Equipo de Fiabilidad de Zof · Ingeniería y producto

23 de septiembre de 2025 · 7 min de lectura · Actualizado 23 de septiembre de 2025

The volume problem your scanner can't see past

Traditional static analysis is a pattern matcher. It walks the code, flags constructs that match known-bad signatures, and hands you a list. That model worked acceptably when code volume was bounded by typing speed and findings arrived at a rate a security team could triage between sprints.

Industry research now puts roughly 41% of codebases as AI-generated, and suggests around 45% of AI coding tasks introduce a critical flaw or security issue. Read those together and the arithmetic turns hostile. You are merging more code, faster, with a higher base rate of defects, into a scanner that responds to every defect-shaped pattern with equal urgency. The output is not a prioritized risk list. It is a flood.

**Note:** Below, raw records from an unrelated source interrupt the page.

PR #426, opened 2015-09-04
Added skip lines while looking for the header.

pctimhk:
Added skip lines while looking for the header.

Solve Issue #3 29.

### DIFF
--- a/src/CsvHelper/Configuration/CsvConfiguration.cs
+++ b/src/CsvHelper/Configuration/CsvConfiguration.cs
@@ -22,6 +22,7 @@ namespace CsvHelper.Configuration
 	public class CsvConfiguration
 	{
 		private BindingFlags propertyBindingFlags = BindingFlags.Public | BindingFlags.Instance;
+        private int noOfHeaderCommentRow = 0;
 		private bool hasHeaderRecord = true;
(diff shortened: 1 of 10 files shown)


src/CsvHelper/Configuration/CsvConfiguration.cs
```diff
@@ -22,6 +22,7 @@ namespace CsvHelper.Configuration
 	public class CsvConfiguration
 	{
 		private BindingFlags propertyBindingFlags = BindingFlags.Public | BindingFlags.Instance;
+        private int noOfHeaderCommentRow = 0;
```
abatishchev: You may want to honor intends here as well..

JoshClose:
I think this is something that is done easily enough without having the functionality built in.

For writing, you would just write to the text writer directly. Just write the number of `\r\n`'s you want.

For reading, you can just read a specific number of times before you pull the data.

```cs
for( var i = 0; i < 5; i++ )
{
    csv.Read();
}

var records = csv.GetRecords<MyType>();
```

I want to keep the library as close to just reading/writing CSV as possible. I've put other things in for malformed files, but if you can do non-standard things easily, I'd like to keep it out of the library.

pctimhk:
Thank you for your comment.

The flood has a predictable failure mode, and as an SRE you have probably already lived it. A backlog of thousands of "high" findings is operationally identical to zero findings, because no one can act on it. The team triages the first screen, declares the rest technical debt, and the scanner's signal decays into noise that everyone learns to scroll past. Meanwhile the cost of poor software quality sits near $2.41 trillion, and a real exploitable path is buried somewhere on page 40 next to four hundred theoretical ones.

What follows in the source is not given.